Und Schloß Dyck ist auch sehenswert, mehr davon!


----------



## Claudia & Ludwig (28. Dez. 2008)

*AW: Schloss Dyck*



Conny schrieb:


> möchte ich so einige Fotos von Schloss Dyck einstellen.



Fotos ...  wir können leider nur eines sehen ... wo sind denn die anderen  oder ist etwa unser PC kaputt 

Ein schönes Motiv, vor allem, nachdem Du ihm die Farbe entzogen hast ... das erinnert schwer an die Schulzeit mit ganzen Nachmittagen in der Schuldunkelkammer. 

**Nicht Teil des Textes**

Issue #1100, opened 2023-01-18
elastic-package starts but does nothing Windows 11


joeperuzzi:
Installing the elastic-package through go and/or running it stand-alone pre-compiled takes CPU cycles but never moves.  No matter what switches are used, the executable doesn't seem to do anything but take CPU cycles.  I've let this run for 20 minutes and nothing happens other than CPU usage, i've disabled all AV (running Elastic Endpoint) as it was causing the Elastic Security process to consume all the CPU and crash explorer.

Currently Running on Windows 11 Pro 10.0.22621 on an Intel i7.  

<img width="926" alt="image" src="https://user-images.githubusercontent.com/122561341/213224426-2181020e-3f73-48c1-8fda-d70736388dce.png">
<img width="467" alt="image" src="https://user-images.githubusercontent.com/122561341/213252499-0bdc462c-5b82-4fc8-8976-b638d99fd253.png">

joeperuzzi:
I executed "go install github.com/elastic/elastic-package@latest" yesterday, the executable will not run to give me a version and the exe properties that is generated from that command does not have a version in its properties.

jsoriano:
@joeperuzzi can you try with one of the released versions? https://github.com/elastic/elastic-package/releases

joeperuzzi:
I tried both 0.70 and 0.71 both have the same outcome as above.

joeperuzzi:
Just as an update, downloaded and tested  v0.74.0 and the issue still exists.

joeperuzzi:
Just as an update, downloaded and tested v0.75.0 and the issue persists 

<img width="672" alt="image" src="https://user-images.githubusercontent.com/122561341/222216622-5a8657f7-79e1-4589-9226-83d3e16f9897.png">

jsoriano:
@joeperuzzi thanks. We haven't been able to reproduce it, so by now you are our only hope to catch this issue :slightly_smiling_face:

Could you try to investigate the process with other tools, like [Process Monitor](https://learn.microsoft.com/en-us/sysinternals/downloads/procmon), to see if you can see something else?

Would you have the chance to try to run another Go program, even if it is just a hello world, to see if it is an issue with Go runtime?

joeperuzzi:
<img width="1128" alt="image" src="https://user-images.githubusercontent.com/122561341/222589694-8bbdc4e6-30f8-4345-a6bb-71224ba2f84c.png">
Seems to be trying to write the c:\.git file and is failing...

[...]

PR #1171, opened 2023-03-03
Fix search of repository root in Windows

jsoriano:
When looking for the repository root in Windows, if the command hasn't been called inside a git repository, the search will loop forever, hanging the process. Same thing happens when looking for package root.

Finalization condition is based on checking all parent directories till root, but root was checked with "/", that will never be the case in Windows.

Changed to take into account the volume name and the OS-specific path separator.

Add step to buildkite pipeline to run unit tests on Windows.

Fixes https://github.com/elastic/elastic-package/issues/1100.

### DIFF
--- a/.buildkite/pipeline.yml
+++ b/.buildkite/pipeline.yml
@@ -41,6 +41,8 @@ steps:
         allow_failure: false
       - step: unit-tests-linux
         allow_failure: false
+      - step: unit-tests-windows
+        allow_failure: false
 
   - wait: ~
     continue_on_failure: true
--- a/.buildkite/pipeline.yml
+++ b/.buildkite/pipeline.yml
@@ -26,12 +26,10 @@ steps:
 
   - label: ":go: :windows: Run unit tests"
     key: unit-tests-windows
-    command: "go test ./..."
+    command: ".buildkite/scripts/unit_tests_windows.ps1"
     agents:
-      windows: true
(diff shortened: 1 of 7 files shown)


.buildkite/pipeline.yml
```diff
@@ -24,6 +24,13 @@ steps:
       cpu: "8"
       memory: "4G"
 
+  - label: ":go: :windows: Run unit tests"
+    key: unit-tests-windows
+    command: ".buildkite/scripts/unit_tests_windows.ps1"
+    agents:
+      provider: "gcp"
+      image: "family/ci-windows-2022"
```
mrodm, line 32: Great to have this running also in Windows :+1: 

I would also add this step as a dependency of the step related to integration tests:

```yaml
  - label: ":pipeline: Trigger Integration tests"
    command: ".buildkite/pipeline.trigger.integration.tests.sh | buildkite-agent pipeline upload"
    depends_on:
      - step: check-static
        allow_failure: false
      - step: unit-tests-linux
        allow_failure: false
      - step: unit-tests-windows
        allow_failure: false
```
Doing so, if the unit tests in windows fail, integration tests won't be triggered.

mrodm (commented):
Thanks for adding the step for Windows :+1:

.buildkite/pipeline.yml
jsoriano: Added, thanks :+1:

mrodm (approved):

PR #1172, opened 2023-03-06
Remove notification of the build result in Jenkins

mrodm:
As this pipeline has been migrated to Buildkite, the notification related to build result should be removed.

### DIFF
--- a/.ci/Jenkinsfile
+++ b/.ci/Jenkinsfile
@@ -67,11 +67,6 @@ pipeline {
       }
     }
   }
-  post {
-    cleanup {
-      notifyBuildResult(prComment: true)
-    }
-  }
 }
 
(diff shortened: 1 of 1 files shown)


mrodm:
> Can we have something similar later with buildkite?

At least with the notifications available in buildkite, there is no option to add a comment with the build status. https://buildkite.com/docs/pipelines/notifications

jsoriano:
> > Can we have something similar later with buildkite?
> 
> At least with the notifications available in buildkite, there is no option to add a comment with the build status. https://buildkite.com/docs/pipelines/notifications

Maybe with [webhooks](https://buildkite.com/docs/pipelines/notifications#webhooks)? :thinking: But it doesn't look very customizable.

PR #1181, opened 2023-03-13
Reference install package howto guide

aspacca:
Let's reference the `elastic-package install` howto guide in the `elastic-package benchmark generate-corpus` one


mrodm (approved):
LGTM!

Wie die Vorredner schon bemerkten ... wir warten denne auf die weiteren Aufnahmen


----------



## Conny (28. Dez. 2008)

*AW: Schloss Dyck*

 
Also, auch wenn ich jeden Tag 2 einstelle, kommen wir damit gut bis zum Sommer 
Nun noch ein hoffentlich unbekanntes aus der Illumina2008 Serie. Es erinnert mich an einen Sci-Fi  und ist bunt


----------



## Conny (30. Dez. 2008)

*AW: Schloss Dyck*

Hallo,

das ist jetz nicht direkt das Schloss, aber direkt daneben 

 


 würde auch wieder in viele Freds passen. Auch in den wunderschönen Sonnenauf- und unteränge


----------



## Claudia & Ludwig (30. Dez. 2008)

*AW: Schloss Dyck*

 so einen Betonkasten haben die bei Euch tatsächlich direkt neben das schöne Wasserschloss gebaut 

Das gilt aber nur für die Architekur - natürlich nicht für Deine Aufnahme. Die ist, wie immer, sehr gelungen. Eine schöne Stimmung, die sogar dem Stein eine Eleganz verleiht.


----------



## Conny (16. Jan. 2009)

*AW: Schloss Dyck*

Hallo,

aus gegebenem Anlass noch mal ein Bild von der Illumina2008 in Schloss Dyck.
Metadaten hängen dran (ISO3200, f4,0,1/8sec)

 

Alle Kameraverzerrungen zu beseitigen habe ich auch erst vor Kurzem gelernt.


----------



## Christine (16. Jan. 2009)

*AW: Schloss Dyck*

Sach mal Connylein, willst Du auf Fotografeuse umschulen? Fehlt ja nich mehr viel, oder? toll


----------



## Frank (21. Jan. 2009)

*AW: Schloss Dyck*

Sehr schönes Foto Conny! oki

Hast du das Rauschen noch rausgefiltert, oder kommt das so aus der Kamera?
Bei meiner neuen 50D hab ich bei gleicher ISO Geschwindigkeit doch mehr Rauschen auf dem Bild. 
Liegt aber auch wohl daran, das sie leider auch wieder an der Megapixelschraube gedreht haben ... :?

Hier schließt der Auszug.